What is needed -
Return exactly the listing's lines, from its first line to the line holding "PR #344, opened 2019-11-20", ends included.
·····
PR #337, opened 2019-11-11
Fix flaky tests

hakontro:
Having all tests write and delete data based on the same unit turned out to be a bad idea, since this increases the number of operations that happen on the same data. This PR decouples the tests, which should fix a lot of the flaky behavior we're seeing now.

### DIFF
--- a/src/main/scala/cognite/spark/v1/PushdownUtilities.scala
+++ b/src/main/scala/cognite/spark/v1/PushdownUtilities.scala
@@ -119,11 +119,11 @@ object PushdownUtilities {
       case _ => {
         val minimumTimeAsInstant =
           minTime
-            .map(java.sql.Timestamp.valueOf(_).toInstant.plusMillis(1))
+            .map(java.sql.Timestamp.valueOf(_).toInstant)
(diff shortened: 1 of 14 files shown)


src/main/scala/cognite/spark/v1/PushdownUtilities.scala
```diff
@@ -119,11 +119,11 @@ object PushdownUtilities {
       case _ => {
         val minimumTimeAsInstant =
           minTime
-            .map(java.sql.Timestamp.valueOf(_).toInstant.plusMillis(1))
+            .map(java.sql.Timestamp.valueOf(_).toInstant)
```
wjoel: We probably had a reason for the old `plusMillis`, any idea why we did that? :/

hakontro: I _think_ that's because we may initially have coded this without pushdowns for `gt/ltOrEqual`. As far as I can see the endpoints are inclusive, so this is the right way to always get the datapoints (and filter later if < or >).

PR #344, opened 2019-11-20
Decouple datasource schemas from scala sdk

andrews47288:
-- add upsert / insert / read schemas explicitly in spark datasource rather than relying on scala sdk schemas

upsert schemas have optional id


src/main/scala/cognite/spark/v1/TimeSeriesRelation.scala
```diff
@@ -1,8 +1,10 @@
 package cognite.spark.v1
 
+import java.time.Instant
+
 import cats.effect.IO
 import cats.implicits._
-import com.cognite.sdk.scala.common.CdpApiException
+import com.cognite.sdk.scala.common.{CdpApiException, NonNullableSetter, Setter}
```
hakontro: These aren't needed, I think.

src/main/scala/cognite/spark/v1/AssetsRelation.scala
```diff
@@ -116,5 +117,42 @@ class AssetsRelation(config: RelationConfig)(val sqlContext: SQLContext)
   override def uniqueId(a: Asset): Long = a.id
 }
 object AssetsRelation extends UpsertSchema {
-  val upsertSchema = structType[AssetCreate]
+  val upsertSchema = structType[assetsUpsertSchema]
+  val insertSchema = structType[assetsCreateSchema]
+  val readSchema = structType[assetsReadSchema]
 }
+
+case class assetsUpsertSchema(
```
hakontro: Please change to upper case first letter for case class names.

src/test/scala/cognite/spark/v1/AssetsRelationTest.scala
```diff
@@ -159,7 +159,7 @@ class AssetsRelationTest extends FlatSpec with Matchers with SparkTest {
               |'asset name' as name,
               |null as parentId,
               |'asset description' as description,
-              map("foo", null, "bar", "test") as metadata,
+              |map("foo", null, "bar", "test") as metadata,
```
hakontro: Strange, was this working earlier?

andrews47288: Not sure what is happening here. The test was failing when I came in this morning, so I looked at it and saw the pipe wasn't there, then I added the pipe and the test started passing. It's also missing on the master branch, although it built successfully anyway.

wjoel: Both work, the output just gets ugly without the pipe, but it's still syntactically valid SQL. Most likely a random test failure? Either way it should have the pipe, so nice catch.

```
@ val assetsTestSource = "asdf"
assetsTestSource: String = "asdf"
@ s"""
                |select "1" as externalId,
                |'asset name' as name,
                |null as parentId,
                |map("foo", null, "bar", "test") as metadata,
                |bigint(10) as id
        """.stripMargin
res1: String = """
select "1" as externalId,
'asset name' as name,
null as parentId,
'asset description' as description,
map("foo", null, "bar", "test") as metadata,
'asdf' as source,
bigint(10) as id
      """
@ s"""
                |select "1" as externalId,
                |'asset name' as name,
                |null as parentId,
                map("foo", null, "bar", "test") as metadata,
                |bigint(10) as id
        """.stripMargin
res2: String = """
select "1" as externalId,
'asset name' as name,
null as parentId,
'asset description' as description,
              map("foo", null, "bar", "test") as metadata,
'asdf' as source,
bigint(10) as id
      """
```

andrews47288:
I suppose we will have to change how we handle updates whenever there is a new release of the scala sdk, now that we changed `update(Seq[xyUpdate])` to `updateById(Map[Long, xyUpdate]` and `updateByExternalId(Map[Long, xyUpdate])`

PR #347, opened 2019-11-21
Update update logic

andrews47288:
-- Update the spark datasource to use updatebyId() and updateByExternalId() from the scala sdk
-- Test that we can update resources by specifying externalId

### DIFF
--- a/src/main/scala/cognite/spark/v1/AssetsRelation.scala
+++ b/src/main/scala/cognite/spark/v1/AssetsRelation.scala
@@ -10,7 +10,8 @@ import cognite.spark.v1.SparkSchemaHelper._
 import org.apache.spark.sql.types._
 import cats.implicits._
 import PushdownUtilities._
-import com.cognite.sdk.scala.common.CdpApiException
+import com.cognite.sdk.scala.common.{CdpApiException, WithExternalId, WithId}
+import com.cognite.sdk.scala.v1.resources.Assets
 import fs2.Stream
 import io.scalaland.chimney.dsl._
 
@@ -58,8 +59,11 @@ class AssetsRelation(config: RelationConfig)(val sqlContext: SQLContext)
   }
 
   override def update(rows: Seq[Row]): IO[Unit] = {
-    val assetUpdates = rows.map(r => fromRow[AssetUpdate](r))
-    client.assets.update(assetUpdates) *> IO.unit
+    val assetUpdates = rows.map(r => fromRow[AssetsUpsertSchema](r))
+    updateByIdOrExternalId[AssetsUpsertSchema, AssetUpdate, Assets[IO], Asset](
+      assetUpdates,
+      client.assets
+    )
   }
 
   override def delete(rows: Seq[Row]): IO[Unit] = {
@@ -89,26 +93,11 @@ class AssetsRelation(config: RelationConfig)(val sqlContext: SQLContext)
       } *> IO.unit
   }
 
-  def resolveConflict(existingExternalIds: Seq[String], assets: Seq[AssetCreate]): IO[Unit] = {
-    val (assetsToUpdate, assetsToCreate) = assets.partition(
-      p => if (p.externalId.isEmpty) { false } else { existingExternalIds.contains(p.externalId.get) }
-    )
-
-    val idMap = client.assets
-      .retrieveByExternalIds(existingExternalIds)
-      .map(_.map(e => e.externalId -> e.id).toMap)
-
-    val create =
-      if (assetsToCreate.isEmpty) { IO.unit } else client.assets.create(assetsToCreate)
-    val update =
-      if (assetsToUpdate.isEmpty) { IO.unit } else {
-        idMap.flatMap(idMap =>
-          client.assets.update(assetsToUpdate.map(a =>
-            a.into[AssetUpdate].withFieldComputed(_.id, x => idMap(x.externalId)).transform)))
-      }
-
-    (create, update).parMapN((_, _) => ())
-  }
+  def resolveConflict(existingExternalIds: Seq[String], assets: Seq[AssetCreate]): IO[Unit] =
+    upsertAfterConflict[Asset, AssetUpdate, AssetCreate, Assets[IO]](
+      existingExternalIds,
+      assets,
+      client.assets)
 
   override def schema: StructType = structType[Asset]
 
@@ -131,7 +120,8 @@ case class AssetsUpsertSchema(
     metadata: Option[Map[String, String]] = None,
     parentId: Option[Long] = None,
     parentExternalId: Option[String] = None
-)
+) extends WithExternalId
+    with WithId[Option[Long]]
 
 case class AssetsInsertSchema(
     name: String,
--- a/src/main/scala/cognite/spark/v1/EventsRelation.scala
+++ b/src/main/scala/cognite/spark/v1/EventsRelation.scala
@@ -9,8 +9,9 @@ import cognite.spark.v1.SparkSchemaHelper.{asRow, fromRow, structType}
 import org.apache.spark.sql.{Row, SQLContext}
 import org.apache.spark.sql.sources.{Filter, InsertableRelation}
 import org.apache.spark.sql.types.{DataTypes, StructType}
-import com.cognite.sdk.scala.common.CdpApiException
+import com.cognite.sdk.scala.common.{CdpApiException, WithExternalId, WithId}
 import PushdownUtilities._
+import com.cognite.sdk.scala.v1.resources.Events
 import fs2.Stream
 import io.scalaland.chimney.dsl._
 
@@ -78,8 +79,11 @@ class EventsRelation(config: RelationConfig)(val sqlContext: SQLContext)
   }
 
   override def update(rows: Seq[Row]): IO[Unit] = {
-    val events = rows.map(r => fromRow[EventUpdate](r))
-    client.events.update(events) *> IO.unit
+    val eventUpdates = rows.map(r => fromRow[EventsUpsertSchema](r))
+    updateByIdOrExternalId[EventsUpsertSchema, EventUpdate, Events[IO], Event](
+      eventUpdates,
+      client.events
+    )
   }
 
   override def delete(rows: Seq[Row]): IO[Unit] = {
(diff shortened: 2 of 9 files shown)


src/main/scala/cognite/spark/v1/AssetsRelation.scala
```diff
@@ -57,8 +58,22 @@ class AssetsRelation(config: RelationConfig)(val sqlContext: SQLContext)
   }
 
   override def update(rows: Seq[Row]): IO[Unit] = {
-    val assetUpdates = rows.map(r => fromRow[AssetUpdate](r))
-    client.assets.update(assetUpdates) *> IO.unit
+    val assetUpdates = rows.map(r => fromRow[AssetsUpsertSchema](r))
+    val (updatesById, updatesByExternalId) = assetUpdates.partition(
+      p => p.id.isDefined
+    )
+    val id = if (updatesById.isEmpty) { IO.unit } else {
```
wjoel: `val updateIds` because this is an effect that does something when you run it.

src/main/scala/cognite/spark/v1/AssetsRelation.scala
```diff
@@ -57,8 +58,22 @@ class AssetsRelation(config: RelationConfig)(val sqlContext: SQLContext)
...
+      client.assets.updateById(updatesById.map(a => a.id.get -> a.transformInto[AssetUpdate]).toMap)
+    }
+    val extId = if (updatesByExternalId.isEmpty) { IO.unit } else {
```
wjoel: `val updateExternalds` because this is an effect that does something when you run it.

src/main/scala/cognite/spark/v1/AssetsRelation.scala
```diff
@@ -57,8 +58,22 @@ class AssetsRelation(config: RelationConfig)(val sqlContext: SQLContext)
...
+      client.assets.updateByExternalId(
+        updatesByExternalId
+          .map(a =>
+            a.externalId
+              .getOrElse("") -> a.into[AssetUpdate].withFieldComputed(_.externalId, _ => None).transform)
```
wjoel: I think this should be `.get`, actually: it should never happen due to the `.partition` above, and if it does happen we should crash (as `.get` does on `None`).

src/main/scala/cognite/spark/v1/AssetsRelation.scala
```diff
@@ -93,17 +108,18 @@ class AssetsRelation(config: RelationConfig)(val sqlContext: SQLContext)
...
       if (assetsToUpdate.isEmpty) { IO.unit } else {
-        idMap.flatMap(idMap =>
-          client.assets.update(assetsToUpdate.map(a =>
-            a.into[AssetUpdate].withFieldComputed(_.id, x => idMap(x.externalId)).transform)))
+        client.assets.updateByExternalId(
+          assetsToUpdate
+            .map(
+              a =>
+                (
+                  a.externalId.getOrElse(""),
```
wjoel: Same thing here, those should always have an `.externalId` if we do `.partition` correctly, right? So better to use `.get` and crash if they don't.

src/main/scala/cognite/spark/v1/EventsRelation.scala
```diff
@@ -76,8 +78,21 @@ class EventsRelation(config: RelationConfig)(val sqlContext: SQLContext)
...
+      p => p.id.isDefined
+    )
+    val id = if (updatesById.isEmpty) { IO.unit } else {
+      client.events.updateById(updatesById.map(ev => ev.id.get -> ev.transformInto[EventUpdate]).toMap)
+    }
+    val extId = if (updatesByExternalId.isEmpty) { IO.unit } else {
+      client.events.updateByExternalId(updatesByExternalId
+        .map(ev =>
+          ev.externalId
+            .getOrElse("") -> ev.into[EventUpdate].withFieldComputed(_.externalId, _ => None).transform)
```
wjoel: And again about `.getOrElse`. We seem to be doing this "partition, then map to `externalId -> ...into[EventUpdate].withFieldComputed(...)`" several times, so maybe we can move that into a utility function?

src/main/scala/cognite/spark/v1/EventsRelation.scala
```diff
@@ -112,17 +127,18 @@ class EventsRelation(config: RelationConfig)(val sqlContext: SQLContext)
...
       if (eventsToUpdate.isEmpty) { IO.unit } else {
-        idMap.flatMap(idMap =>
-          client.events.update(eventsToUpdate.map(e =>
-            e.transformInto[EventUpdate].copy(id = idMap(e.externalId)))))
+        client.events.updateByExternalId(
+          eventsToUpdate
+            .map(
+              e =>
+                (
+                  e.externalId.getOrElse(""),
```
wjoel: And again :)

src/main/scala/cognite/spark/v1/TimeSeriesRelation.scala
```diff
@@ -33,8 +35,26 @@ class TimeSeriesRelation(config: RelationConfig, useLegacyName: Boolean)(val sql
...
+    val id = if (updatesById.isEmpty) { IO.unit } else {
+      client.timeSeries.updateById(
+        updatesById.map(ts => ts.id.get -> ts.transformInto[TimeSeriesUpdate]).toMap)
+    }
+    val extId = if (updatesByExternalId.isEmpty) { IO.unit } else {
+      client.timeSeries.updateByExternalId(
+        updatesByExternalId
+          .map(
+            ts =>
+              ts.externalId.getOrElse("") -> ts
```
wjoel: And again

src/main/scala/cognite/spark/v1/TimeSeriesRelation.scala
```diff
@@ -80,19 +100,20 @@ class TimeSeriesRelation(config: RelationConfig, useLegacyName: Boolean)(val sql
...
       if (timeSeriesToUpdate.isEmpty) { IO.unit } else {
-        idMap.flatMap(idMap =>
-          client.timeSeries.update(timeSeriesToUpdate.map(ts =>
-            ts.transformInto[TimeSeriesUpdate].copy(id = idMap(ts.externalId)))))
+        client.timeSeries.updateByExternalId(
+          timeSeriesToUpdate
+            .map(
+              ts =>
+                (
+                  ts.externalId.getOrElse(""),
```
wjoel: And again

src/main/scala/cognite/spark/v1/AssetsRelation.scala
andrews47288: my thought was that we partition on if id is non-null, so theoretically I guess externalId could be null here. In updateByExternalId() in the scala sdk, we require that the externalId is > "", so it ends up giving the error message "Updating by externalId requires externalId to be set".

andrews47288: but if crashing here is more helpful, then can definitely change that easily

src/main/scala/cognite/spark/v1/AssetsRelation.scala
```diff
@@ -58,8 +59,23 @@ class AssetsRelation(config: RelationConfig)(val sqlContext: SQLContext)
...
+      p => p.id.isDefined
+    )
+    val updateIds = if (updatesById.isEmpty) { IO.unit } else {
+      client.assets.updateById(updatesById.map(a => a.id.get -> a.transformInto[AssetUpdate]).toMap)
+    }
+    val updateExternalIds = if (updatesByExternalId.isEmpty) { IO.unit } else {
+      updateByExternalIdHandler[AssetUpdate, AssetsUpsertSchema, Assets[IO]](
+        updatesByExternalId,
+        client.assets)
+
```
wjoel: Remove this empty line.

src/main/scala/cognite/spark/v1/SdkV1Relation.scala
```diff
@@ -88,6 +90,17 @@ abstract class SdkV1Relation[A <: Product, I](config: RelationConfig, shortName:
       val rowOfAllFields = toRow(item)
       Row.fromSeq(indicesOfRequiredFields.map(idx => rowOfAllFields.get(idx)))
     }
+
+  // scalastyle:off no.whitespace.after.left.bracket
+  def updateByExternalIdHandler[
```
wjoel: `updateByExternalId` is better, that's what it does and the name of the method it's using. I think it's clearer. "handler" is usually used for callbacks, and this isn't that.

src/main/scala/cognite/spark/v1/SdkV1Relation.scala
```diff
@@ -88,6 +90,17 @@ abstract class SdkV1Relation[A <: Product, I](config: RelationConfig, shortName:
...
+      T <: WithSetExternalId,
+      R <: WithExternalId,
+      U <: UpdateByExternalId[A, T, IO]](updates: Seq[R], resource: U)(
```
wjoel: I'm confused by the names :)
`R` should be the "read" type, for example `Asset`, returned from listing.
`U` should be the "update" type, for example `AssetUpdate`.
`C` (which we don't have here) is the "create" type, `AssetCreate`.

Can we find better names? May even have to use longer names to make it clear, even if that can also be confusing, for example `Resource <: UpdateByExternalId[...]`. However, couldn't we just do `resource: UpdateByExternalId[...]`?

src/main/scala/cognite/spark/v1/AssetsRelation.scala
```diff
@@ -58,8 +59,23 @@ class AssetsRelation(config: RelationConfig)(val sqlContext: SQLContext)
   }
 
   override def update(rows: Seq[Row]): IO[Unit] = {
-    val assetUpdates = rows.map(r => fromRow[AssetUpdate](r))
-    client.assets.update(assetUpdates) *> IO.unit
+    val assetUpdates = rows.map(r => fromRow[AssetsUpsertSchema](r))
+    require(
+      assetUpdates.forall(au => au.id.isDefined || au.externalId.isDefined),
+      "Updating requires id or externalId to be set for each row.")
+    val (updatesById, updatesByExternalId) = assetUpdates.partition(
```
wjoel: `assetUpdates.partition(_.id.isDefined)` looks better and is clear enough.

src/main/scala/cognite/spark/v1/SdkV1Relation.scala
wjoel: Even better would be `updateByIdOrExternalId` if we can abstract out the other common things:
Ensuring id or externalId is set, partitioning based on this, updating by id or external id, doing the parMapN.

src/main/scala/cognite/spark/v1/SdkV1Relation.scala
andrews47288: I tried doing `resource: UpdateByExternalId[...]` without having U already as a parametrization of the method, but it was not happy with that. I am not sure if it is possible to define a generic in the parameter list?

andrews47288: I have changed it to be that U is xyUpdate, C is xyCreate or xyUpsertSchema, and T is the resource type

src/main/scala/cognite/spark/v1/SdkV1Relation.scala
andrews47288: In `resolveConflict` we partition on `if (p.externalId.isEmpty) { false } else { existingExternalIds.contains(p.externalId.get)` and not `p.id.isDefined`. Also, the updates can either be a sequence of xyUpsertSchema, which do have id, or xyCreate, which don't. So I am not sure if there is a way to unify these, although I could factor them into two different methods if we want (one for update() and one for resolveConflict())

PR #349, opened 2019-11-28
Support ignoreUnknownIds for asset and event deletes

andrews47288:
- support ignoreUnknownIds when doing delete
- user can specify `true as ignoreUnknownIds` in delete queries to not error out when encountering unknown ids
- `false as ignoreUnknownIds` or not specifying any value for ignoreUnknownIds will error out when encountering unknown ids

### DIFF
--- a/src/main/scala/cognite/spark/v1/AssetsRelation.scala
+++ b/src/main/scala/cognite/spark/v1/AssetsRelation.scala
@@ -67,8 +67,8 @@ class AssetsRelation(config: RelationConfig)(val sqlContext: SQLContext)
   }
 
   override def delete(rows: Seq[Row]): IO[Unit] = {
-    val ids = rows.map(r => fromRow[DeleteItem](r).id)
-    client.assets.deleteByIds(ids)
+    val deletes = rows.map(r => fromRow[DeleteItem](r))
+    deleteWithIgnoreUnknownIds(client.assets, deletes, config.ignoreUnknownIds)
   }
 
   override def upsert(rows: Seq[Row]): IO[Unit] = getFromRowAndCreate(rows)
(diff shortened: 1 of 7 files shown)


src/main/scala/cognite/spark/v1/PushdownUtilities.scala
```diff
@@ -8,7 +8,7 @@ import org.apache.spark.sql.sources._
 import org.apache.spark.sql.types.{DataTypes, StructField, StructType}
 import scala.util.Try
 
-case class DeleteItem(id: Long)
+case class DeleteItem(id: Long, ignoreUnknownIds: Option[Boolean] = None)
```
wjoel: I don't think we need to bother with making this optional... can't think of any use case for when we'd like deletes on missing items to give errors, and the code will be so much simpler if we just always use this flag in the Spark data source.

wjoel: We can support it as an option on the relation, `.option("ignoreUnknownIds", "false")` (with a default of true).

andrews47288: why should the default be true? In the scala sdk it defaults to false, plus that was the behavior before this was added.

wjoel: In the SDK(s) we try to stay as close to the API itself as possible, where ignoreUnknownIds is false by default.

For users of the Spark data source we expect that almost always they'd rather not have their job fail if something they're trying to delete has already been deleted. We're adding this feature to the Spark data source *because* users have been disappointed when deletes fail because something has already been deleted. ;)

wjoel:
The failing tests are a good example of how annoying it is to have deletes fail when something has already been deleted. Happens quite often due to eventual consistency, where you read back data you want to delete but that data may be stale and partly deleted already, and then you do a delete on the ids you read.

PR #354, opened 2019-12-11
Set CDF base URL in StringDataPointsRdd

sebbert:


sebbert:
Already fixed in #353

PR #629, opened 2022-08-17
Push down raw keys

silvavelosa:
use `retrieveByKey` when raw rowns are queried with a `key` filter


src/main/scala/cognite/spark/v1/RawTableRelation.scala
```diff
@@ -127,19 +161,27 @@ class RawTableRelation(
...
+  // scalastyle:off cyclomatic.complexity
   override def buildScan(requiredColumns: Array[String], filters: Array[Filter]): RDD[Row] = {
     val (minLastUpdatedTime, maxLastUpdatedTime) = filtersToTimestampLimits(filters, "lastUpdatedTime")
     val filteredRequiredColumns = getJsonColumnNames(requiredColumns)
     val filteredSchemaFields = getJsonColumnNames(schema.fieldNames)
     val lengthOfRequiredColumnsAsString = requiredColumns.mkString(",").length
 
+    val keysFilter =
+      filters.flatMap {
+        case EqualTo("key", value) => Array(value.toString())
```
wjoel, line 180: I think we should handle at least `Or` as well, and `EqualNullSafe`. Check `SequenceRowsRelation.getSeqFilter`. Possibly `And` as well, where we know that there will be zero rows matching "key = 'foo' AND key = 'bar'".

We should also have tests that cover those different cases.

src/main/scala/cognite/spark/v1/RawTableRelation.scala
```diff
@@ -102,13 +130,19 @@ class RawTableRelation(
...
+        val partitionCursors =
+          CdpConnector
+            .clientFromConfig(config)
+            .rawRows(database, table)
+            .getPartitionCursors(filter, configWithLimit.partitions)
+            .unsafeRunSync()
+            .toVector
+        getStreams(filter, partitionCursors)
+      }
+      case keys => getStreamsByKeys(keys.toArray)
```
·····
Solution to this task -
PR #337, opened 2019-11-11
Fix flaky tests

hakontro:
Having all tests write and delete data based on the same unit turned out to be a bad idea, since this increases the number of operations that happen on the same data. This PR decouples the tests, which should fix a lot of the flaky behavior we're seeing now.

### DIFF
--- a/src/main/scala/cognite/spark/v1/PushdownUtilities.scala
+++ b/src/main/scala/cognite/spark/v1/PushdownUtilities.scala
@@ -119,11 +119,11 @@ object PushdownUtilities {
       case _ => {
         val minimumTimeAsInstant =
           minTime
-            .map(java.sql.Timestamp.valueOf(_).toInstant.plusMillis(1))
+            .map(java.sql.Timestamp.valueOf(_).toInstant)
(diff shortened: 1 of 14 files shown)


src/main/scala/cognite/spark/v1/PushdownUtilities.scala
```diff
@@ -119,11 +119,11 @@ object PushdownUtilities {
       case _ => {
         val minimumTimeAsInstant =
           minTime
-            .map(java.sql.Timestamp.valueOf(_).toInstant.plusMillis(1))
+            .map(java.sql.Timestamp.valueOf(_).toInstant)
```
wjoel: We probably had a reason for the old `plusMillis`, any idea why we did that? :/

hakontro: I _think_ that's because we may initially have coded this without pushdowns for `gt/ltOrEqual`. As far as I can see the endpoints are inclusive, so this is the right way to always get the datapoints (and filter later if < or >).

PR #344, opened 2019-11-20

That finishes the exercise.